INPUT DATA
- Opening Delimiter -

PR #1456, opened 2026-09-18
perf: cut initial JS ~77% by lazy-loading levels, locales and vendor code

ranjithrajv:
## Summary

Cuts the initial JavaScript payload by **~77% (≈1.2 MB gzip → ≈276 KB gzip)** by code-splitting level definitions, locale strings, and third-party code so each is fetched only when needed. Also resolves the active locale (and remembers it) before first paint, adds a shared loading overlay, and prefetches levels on intent.

## What changed

- **Lazy levels.** `src/levels/index.js` exposes a declarative `levelFiles` map. A generated manifest (`scripts/generateLevelManifest.js`) carries only `id`/`name` for the level map; `LevelStore.loadLevel(id)` dynamically imports the full definition when a level is opened. `startLevel` and the builder's edit path await it.
- **Lazy locales.** `scripts/generateIntlStrings.js` splits `intl/strings.js` into per-locale modules. `intl` synchronously loads `en_US` as a fallback and lazily imports the active locale; `bootstrap()` awaits it before `init()` so there is no English flash.
- **Remembered locale.** Persisted in `localStorage` as `{loc, at}` (180-day TTL, legacy plain-string format accepted). Resolution order: `?locale=` → stored → browser header.
- **Loading UX.** One reusable `#appLoading` overlay for slow startup and on-demand level loads; 250 ms delayed fade for startup (fast loads never flash it), immediate for level opens, with a 15 s safety timeout.
- **Prefetch on intent.** The next level after solving, or a level hovered in the map.
- **Vendor chunk.** Third-party code in a stable `vendor` chunk, cacheable across app-only deploys.

Generated artifacts (`src/levels/generated/`, `src/js/intl/generated/`) are gitignored and produced by `yarn generate`, wired into `predev`/`prebuild`/`pretest`.

## Impact

| | before | after |
|---|---|---|
| Initial JS (gzip) | ~1,201 KB | **~276 KB** |
| First load incl. CSS/runtime/locale | ~1,210 KB | **~285 KB** |

Repeat visitors re-download ~130 KB gzip on app-only deploys instead of ~276 KB. Total bytes over a full session are unchanged — content is deferred, not removed.

## Testing

- `yarn test`: **407 specs, 0 failures**; `yarn lint`: 0 errors.
- **Every commit in the stack passes tests + lint in isolation** (verified in throwaway worktrees), so it is bisectable.
- Browser smoke: sandbox loads, levels open and solve on demand, `fr_FR`/`de_DE` locale chunks load, and locale selection persists across reloads.

## Notes / tradeoffs

- Non-English first paint waits one RTT for the locale chunk; live language switches still flash the previous language briefly.
- A stored locale overrides `navigator.language` until it expires (180 days) or the user switches again.
- No new runtime dependencies; the build gained two code generators and a vendor chunk.


pcottle:
This is very exciting! i think the tradeoff on local switching is somewhat acceptable -- hopefully most people just land on the locale they want via the browser headers.

ill take a look at everything else

src/js/app/index.js
```diff
@@ -314,9 +309,44 @@ function changeLocaleFromHeaders(langString) {
...
+    try {
+      initFn();
+    } finally {
+      clearTimeout(safety);
+      appLoading.hideAppLoading();
+    }
+  });
+}
+
+// Resolve the active locale before first render: an explicit ?locale= wins,
```
pcottle, line 328: glad we kept this behavior

src/js/stores/LevelStore.js
```diff
@@ -3,8 +3,9 @@
 var AppConstants = require('../constants/AppConstants');
 var AppDispatcher = require('../dispatcher/AppDispatcher');
 var EventEmitter = require('events').EventEmitter;
-var levelSequences = require('../../levels').levelSequences;
-var sequenceInfo = require('../../levels').sequenceInfo;
+var manifest = require('../../levels/generated/manifest');
```
pcottle, line 6: and nowadays the level manifest changes very very rarely

pcottle:
ooooh one thing i did notice on the preview (https://deploy-preview-1456--xenodochial-hugle-b9ec84.netlify.app/?locale=es_AR) is that when i loaded up a level, the whole app flashes blank and shows a loading indicator, and THEN the level pops in. the latency is totally fine but the visual flash is undesirable -- i might try to tweak that!

ranjithrajv:
> the latency is totally fine but the visual flash is undesirable -- i might try to tweak that!

agree. makes sense.

pcottle:
also brought back a bit of the locale fallback logic since apparently it still has an impact

```

• We still benefit from fallback, although less than the aggregate percentages suggest. The runtime fallback applies only to the 176 UI strings—not the level translations.

  Exact impact:

  - zh_TW → zh_CN: recovers 12 of 70 missing UI strings, including Git status messages, progress sharing, close-window, and back-button copy.
  - es_MX → es_ES: recovers 2 of 72 missing strings—the main and remote level-tab labels.
  - es_AR → es_ES: recovers 0 of 58, so this fallback is currently redundant.

  The application remains functional without these because English is the final fallback. So the question is compatibility and language quality, not correctness.
  ```

pcottle:
ah dang I noticed this broke the dev workflow somehow -- levels wont load anymore (I think due to the inheritance we have). debugging...

pcottle:
uh oh, I merged this and it broke prod somehow. let me revert for now and double check...

pcottle:
ok I think I got this out in prod working. I had to handle vite preload errors since we didnt have push safety across deploys. but it should work now!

- Closing Delimiter -

BRIEF
Quote every line from the beginning of the entries up to and including the line that contains "## What changed".

PROBLEM SOLUTION
PR #1456, opened 2026-09-18
perf: cut initial JS ~77% by lazy-loading levels, locales and vendor code

ranjithrajv:
## Summary

Cuts the initial JavaScript payload by **~77% (≈1.2 MB gzip → ≈276 KB gzip)** by code-splitting level definitions, locale strings, and third-party code so each is fetched only when needed. Also resolves the active locale (and remembers it) before first paint, adds a shared loading overlay, and prefetches levels on intent.

## What changed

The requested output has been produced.